> _DATA SUPPLIED_:
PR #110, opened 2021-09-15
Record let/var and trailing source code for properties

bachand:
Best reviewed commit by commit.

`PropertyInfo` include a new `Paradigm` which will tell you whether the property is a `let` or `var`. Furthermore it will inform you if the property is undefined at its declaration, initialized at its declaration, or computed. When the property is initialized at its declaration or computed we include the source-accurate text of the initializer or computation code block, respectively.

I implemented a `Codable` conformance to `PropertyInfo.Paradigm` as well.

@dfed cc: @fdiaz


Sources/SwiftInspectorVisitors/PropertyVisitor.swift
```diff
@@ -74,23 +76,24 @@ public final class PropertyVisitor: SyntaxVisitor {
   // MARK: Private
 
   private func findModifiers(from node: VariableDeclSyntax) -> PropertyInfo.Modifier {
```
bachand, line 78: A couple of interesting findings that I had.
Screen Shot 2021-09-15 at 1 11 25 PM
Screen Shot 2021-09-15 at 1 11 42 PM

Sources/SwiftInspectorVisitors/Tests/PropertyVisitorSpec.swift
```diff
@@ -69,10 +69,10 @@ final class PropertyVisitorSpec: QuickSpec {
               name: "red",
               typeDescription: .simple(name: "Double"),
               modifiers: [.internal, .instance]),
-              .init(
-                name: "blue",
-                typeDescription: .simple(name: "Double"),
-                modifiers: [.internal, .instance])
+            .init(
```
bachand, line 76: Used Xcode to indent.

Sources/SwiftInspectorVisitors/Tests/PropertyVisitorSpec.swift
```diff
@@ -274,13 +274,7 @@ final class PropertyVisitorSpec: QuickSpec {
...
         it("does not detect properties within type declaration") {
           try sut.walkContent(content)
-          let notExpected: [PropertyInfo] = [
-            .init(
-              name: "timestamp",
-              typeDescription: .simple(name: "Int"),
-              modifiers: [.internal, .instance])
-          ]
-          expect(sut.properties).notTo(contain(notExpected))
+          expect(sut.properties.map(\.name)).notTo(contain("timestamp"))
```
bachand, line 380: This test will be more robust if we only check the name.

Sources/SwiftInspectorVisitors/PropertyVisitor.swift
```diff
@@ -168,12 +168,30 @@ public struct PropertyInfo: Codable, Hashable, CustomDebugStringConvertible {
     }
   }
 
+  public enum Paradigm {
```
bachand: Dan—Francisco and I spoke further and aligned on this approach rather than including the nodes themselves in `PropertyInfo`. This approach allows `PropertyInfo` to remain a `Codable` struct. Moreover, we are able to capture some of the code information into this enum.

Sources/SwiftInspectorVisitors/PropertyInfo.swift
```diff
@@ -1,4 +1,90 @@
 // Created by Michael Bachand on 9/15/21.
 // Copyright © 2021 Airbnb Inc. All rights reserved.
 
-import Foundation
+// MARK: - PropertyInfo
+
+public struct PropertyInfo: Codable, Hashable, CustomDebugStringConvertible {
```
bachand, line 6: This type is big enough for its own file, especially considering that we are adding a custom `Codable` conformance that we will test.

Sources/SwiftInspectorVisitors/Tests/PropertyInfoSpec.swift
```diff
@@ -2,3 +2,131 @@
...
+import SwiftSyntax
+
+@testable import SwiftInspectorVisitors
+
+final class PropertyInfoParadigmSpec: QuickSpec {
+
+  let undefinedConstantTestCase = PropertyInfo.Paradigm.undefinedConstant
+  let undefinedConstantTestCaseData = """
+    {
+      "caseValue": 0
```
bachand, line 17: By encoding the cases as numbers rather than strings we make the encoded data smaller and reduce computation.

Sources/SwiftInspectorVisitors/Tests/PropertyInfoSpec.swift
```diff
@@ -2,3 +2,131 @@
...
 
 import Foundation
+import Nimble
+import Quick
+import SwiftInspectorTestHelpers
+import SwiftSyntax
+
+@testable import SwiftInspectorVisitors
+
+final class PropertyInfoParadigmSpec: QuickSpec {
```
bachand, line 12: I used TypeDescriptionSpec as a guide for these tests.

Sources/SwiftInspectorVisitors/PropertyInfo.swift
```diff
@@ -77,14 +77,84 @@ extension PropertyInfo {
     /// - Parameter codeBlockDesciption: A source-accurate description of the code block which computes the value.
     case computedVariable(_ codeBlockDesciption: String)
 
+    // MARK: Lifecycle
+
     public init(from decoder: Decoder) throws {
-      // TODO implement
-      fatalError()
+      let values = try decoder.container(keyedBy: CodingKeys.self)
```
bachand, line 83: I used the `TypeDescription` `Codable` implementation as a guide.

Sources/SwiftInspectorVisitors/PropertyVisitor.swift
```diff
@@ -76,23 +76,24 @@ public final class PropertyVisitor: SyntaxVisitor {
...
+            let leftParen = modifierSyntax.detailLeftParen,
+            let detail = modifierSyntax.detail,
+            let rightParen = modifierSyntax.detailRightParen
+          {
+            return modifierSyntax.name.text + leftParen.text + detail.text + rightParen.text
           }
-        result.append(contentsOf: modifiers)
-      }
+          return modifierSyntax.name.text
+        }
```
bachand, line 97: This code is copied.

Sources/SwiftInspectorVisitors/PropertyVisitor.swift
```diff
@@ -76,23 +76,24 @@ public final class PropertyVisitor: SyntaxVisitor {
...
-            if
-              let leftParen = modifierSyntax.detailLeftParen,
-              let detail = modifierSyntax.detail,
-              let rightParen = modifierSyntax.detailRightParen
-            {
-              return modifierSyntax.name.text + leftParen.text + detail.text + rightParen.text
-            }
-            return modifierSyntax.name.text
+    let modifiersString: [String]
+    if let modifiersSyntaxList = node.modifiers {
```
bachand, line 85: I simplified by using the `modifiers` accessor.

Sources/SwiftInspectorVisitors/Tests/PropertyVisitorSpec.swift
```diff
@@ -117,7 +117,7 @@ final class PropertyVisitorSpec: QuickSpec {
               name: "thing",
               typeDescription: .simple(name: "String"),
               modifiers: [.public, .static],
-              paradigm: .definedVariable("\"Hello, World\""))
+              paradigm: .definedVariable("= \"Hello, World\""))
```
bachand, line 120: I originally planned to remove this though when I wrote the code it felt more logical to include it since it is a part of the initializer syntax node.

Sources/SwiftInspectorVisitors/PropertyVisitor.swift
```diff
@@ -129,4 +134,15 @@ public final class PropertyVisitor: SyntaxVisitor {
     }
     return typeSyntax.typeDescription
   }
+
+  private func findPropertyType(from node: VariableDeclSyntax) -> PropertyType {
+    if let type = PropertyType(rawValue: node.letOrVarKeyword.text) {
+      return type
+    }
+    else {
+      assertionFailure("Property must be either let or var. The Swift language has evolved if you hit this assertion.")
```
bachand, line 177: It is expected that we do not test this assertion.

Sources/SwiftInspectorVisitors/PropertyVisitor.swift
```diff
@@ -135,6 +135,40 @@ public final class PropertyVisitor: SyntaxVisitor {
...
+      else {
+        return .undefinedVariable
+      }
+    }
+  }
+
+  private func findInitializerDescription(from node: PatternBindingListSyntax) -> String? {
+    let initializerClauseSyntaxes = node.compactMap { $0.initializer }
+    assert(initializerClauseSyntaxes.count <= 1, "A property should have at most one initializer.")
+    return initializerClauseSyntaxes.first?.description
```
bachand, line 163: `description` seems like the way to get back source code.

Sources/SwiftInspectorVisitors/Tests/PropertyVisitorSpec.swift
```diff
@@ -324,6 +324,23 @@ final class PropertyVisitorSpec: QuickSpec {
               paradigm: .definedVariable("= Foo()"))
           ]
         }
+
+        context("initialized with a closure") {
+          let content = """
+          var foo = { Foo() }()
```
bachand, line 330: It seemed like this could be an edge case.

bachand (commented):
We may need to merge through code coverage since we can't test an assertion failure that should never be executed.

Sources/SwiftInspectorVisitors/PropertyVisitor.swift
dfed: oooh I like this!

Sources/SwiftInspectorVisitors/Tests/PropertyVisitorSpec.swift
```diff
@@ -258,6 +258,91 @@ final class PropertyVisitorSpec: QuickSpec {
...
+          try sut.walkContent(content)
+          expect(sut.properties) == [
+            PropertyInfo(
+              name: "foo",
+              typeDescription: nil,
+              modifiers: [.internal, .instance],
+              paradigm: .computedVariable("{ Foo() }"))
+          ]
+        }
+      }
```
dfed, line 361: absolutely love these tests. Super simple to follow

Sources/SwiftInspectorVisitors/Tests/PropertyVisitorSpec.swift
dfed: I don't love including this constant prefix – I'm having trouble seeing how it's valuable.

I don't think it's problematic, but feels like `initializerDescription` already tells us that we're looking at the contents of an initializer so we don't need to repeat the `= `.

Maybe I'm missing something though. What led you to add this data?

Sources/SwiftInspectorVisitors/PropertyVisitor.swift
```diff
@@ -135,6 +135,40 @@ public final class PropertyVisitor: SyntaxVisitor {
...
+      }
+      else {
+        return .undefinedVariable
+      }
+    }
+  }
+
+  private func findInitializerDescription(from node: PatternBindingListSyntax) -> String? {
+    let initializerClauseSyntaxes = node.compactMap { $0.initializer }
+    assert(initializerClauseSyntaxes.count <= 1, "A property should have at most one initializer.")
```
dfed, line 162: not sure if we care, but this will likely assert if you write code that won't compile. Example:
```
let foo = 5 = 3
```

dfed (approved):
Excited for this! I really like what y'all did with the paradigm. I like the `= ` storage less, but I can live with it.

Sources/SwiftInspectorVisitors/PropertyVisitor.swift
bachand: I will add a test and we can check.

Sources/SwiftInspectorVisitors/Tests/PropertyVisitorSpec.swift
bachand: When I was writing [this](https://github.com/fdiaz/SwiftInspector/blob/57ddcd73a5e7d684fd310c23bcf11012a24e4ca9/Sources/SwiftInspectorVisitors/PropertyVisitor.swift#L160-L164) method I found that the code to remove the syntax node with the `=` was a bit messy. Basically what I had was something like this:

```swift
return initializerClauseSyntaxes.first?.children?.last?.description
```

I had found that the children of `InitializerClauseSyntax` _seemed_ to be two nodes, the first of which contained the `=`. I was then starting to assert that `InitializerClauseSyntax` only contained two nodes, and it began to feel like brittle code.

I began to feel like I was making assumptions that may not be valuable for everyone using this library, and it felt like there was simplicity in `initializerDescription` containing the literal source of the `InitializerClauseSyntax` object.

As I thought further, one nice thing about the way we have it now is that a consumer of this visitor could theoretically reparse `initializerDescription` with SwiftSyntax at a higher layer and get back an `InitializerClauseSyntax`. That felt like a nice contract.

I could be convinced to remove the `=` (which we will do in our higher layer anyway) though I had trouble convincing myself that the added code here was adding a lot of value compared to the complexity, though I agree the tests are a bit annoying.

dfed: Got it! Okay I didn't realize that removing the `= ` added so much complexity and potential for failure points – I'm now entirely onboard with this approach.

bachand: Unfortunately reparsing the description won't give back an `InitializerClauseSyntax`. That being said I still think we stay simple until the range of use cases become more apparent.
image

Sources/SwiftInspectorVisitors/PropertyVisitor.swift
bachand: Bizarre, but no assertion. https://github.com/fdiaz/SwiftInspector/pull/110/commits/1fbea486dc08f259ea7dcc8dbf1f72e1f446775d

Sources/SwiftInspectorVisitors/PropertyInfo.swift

> _TO DO_: Only the lines from the beginning of the material through the line with "code block, respectively." should appear in the answer, each copied exactly.

> _EXPECTED OUTPUT_:
PR #110, opened 2021-09-15
Record let/var and trailing source code for properties

bachand:
Best reviewed commit by commit.

`PropertyInfo` include a new `Paradigm` which will tell you whether the property is a `let` or `var`. Furthermore it will inform you if the property is undefined at its declaration, initialized at its declaration, or computed. When the property is initialized at its declaration or computed we include the source-accurate text of the initializer or computation code block, respectively.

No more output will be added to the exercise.